Asturias. Lo primero que me llegó al hipotálamo cuando la pisé por primera vez, en 2011, fue lo verde que estaba todo. Verde y alambicado, verde plenipotenciario. Verde señor y señorón. Verde poderoso. Epifanía esmeralda. Ir desde Santander hasta Oviedo en autobús es completar una etapa de montaña en la Vuelta con final al sprint. La fotografía es casi como un daguerrotipo de la España antigua y nueva, con los oscuros caminos plagados de hórreos. Aldeas de Astérix y palacetes extraordinarios, huérfanos de vida ya, levantados con el dinero de los que se fueron a América y regresaron vestidos con lino blanco y sombreros panamá. Las carreteras y caminos de Asturias esbozan un poco lo que es esta tierra extraordinaria, llena de gente hospitalaria. Lo primero que hay que decir de los asturianos es que son los mejores anfitriones que puede uno encontrarse. La primera vez que entré en una panadería y me quedé mirando aquellas extrañas formas de harina rellenas de chorizo o cabrales, la señora que despachaba, oronda y morena, me animó a llevarme un buen puñado, con el deje ese musical con el que habla la gente en Asturias. Es ese ritmo y esa franqueza, el afán por cumplir con la vieja ley universal de la hospitalidad, lo que pronto te quita de encima la sensación de extrañeza tan propia del que llega de nuevas a un sitio desconocido.
Durante cuatro años, he podido andar mucha Asturias. Llanes, Cudillero, Pravia, Mieres, Avilés, Lugo de Llanera, etc. No toda, eso es imposible, ni aun viviendo 40 años en ella. Que sea una de las tierras más pequeñas de España, en extensión, induce a engaño: lo primero que me contaron fue que había dos Asturias, Oriente y Occidente; y lo siguiente que descubrí motu proprio fue que había otras cuatro, cuando menos: costa e interior, Oviedo y Gijón. La dualidad cultural de Asturias se percibe con nitidez no más recorrer la media hora escasa que hay entre las dos ciudades, ejes del pueblo asturiano, urbes tan alejadas emocionalmente como condenadas a vecindar por lo caprichoso de la geografía. Suban la cuesta que lleva hasta el Tartiere, ese campo modernérrimo plantado en una hoya junto a la desusada Plaza de Toros de Oviedo, que más parece bosquecilla de gnomos o abadía cisterciense que coliseo de tauromaquia; siéntense en uno de los asientos pelados del nuevo estadio, compren un boleto barato, 20 euros, y asistan a un Oviedo-Sporting B. Advertirán lo que les digo.

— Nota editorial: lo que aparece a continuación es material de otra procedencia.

Issue #8489, opened 2024-09-10
regression from "fix: image rendering issue when passed in initialData" #8471


zsviczian:
Since #8471 the image loading in Obsidian-Excalidraw is flickering.

https://github.com/user-attachments/assets/b84d4a0d-4451-427d-bdce-bdeb8a639d71

This is because this criteria:
```ts
      const filesMap = files.reduce((acc, fileData) => {
        acc.set(fileData.id, fileData);
        return acc;
      }, new Map<FileId, BinaryFileData>());

      this.scene.getNonDeletedElements().forEach((element) => {
        if (
          isInitializedImageElement(element) &&
          filesMap.has(element.fileId)
        ) {
          this.imageCache.delete(element.fileId);
          ShapeCache.delete(element);
        }
      });
  ```

changed to: 
```ts
  private clearImageShapeCache() {
    this.scene.getNonDeletedElements().forEach((element) => {
      if (isInitializedImageElement(element) && this.files[element.fileId]) {
        this.imageCache.delete(element.fileId);
        ShapeCache.delete(element);
      }
    });
  }
```

the difference being, checking in this.files will reset all images in the scene instead of just the newly added image.

Reverting the change like this resolves the issue:
```ts
  private clearImageShapeCache(filesMap?: BinaryFiles) {
    const files = filesMap ?? this.files;
    this.scene.getNonDeletedElements().forEach((element) => {
      if (isInitializedImageElement(element) && files[element.fileId]) {
        this.imageCache.delete(element.fileId);
        ShapeCache.delete(element);
      }
    });
  }

  public addFiles: ExcalidrawImperativeAPI["addFiles"] = withBatchedUpdates(
    (files) => {
      const filesMap = files.reduce((acc, fileData) => {
        acc.set(fileData.id, fileData);
        return acc;
      }, new Map<FileId, BinaryFileData>());

      this.files = { ...this.files, ...Object.fromEntries(filesMap) };

      this.clearImageShapeCache(Object.fromEntries(filesMap));
      this.scene.triggerUpdate();

      this.addNewImagesToImageCache();
    },
  );
```

The same loading process is faster and not flickering:

https://github.com/user-attachments/assets/f48cd6ea-5652-4bfd-a12d-6d516eb4d751

PR #8490, opened 2024-09-10
fix: addFiles clears the whole image cache when each file is added - regression from #8471

zsviczian:
fixes: #8489
The solution in #8471 leads to flickering and slow performance when sequentially adding files to a scene.

### DIFF
--- a/packages/excalidraw/components/App.tsx
+++ b/packages/excalidraw/components/App.tsx
@@ -2367,9 +2367,10 @@ class App extends React.Component<AppProps, AppState> {
     return false;
   };
 
-  private clearImageShapeCache() {
+  private clearImageShapeCache(filesMap?: BinaryFiles) {
+    const files = filesMap ?? this.files;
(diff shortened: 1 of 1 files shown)


dwelle:
Yeah, I didn't spend much time on the PR. I think the image handling logic needs to be more or less rewritten anyway.

Haven't checked if your fix doesn't reintroduce the issue the https://github.com/excalidraw/excalidraw/pull/8471, but I'll trust it does not :)

dwelle (approved):

zsviczian:
The call to `clearImageShapeCache();` in `initializeScene` is responsible for the issue solved in #8471. The regression comes from the carveout of `clearImageShapeCache` into a separate function, but changing the logic for `addFiles`

https://github.com/excalidraw/excalidraw/blob/72b7c937b1b9cd4d1155563f15ccbbac5c71f8dc/packages/excalidraw/components/App.tsx#L2282-L2305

Pero toda esta divergencia, digamos, emocional, entre gente orgullosa de sí misma, transfórmase en amor propio abigarrado y compacto cuando de la boca de un gijonés, de un ovetense, de un avilesino, de un minero de la Cuenca o de un surfero de Salinas, brota la palabra Asturias.
El asturiano te abre su corazón, su hogar y su despensa hasta hacerte sentir parte de una familia inmensa, con la misma vehemencia con la que te abriría la cabeza con una botella de sidra si le faltas el respeto a la tierrina delante suya. El amor incondicional que se siente aquí por la madre Asturias es algo que yo jamás he visto en ninguna otra de las tierras españolas por las que he transitado. El andaluz presume de Andalucía hasta el vómito, y luego te suelta la bilis andalucista mientras te baila la tercera y te pone delante un plato de gambas; por lo menos, el andaluz que yo conozco, el que es como yo mismo. Pero es un amor inflado y algo fatuo, una presunción más que un recogimiento verdadero: es un decirte a lo gallardo, “vivo en el mejor sitio del mundo”, una chulería de flamenco que tiene un altísimo compuesto de endogamia, la peor sustancia química que existe. El asturiano, o así lo he advertido, te espeta con una naturalidad asombrosa su pasión visceral y sincera por el terruño, aunque viva en Buenos Aires y haga 30 años que no la pisa. Es una lealtad, más que una turbación; un franco y honesto sentimiento de pertenencia.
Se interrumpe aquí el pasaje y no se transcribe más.